◆ WORK REQUIRED: All entries below must be given again word for word.

◆ EXCERPTED RECORDS:
>>

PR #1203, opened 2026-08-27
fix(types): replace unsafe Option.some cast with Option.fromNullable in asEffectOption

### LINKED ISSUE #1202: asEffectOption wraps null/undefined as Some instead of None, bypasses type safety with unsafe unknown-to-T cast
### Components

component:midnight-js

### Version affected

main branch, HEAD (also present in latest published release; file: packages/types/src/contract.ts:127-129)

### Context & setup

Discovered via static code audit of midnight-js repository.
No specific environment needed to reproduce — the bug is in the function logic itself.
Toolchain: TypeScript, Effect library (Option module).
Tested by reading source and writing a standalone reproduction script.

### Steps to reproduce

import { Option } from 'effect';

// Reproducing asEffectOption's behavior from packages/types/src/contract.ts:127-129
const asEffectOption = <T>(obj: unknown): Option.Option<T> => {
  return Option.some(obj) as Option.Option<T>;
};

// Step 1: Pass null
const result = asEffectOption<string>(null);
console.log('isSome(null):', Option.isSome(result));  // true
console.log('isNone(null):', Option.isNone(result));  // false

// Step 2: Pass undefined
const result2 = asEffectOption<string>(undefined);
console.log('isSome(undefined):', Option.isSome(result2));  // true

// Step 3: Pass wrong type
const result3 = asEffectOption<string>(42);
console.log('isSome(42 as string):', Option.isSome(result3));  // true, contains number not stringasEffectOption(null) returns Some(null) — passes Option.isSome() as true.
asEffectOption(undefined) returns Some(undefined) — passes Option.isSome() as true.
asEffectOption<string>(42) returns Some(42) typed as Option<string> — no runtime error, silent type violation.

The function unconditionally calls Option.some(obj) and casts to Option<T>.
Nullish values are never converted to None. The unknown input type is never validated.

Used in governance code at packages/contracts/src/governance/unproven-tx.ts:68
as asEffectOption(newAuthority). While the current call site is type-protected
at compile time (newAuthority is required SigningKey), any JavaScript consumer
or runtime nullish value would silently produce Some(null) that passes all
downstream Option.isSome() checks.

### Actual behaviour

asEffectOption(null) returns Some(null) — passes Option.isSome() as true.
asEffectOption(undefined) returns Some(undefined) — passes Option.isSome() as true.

<<

◆ RESULT FOR THIS EXERCISE:
PR #1203, opened 2026-08-27
fix(types): replace unsafe Option.some cast with Option.fromNullable in asEffectOption

### LINKED ISSUE #1202: asEffectOption wraps null/undefined as Some instead of None, bypasses type safety with unsafe unknown-to-T cast
### Components

component:midnight-js

### Version affected

main branch, HEAD (also present in latest published release; file: packages/types/src/contract.ts:127-129)

### Context & setup

Discovered via static code audit of midnight-js repository.
No specific environment needed to reproduce — the bug is in the function logic itself.
Toolchain: TypeScript, Effect library (Option module).
Tested by reading source and writing a standalone reproduction script.

### Steps to reproduce

import { Option } from 'effect';

// Reproducing asEffectOption's behavior from packages/types/src/contract.ts:127-129
const asEffectOption = <T>(obj: unknown): Option.Option<T> => {
  return Option.some(obj) as Option.Option<T>;
};

// Step 1: Pass null
const result = asEffectOption<string>(null);
console.log('isSome(null):', Option.isSome(result));  // true
console.log('isNone(null):', Option.isNone(result));  // false

// Step 2: Pass undefined
const result2 = asEffectOption<string>(undefined);
console.log('isSome(undefined):', Option.isSome(result2));  // true

// Step 3: Pass wrong type
const result3 = asEffectOption<string>(42);
console.log('isSome(42 as string):', Option.isSome(result3));  // true, contains number not stringasEffectOption(null) returns Some(null) — passes Option.isSome() as true.
asEffectOption(undefined) returns Some(undefined) — passes Option.isSome() as true.
asEffectOption<string>(42) returns Some(42) typed as Option<string> — no runtime error, silent type violation.

The function unconditionally calls Option.some(obj) and casts to Option<T>.
Nullish values are never converted to None. The unknown input type is never validated.

Used in governance code at packages/contracts/src/governance/unproven-tx.ts:68
as asEffectOption(newAuthority). While the current call site is type-protected
at compile time (newAuthority is required SigningKey), any JavaScript consumer
or runtime nullish value would silently produce Some(null) that passes all
downstream Option.isSome() checks.

### Actual behaviour

asEffectOption(null) returns Some(null) — passes Option.isSome() as true.
asEffectOption(undefined) returns Some(undefined) — passes Option.isSome() as true.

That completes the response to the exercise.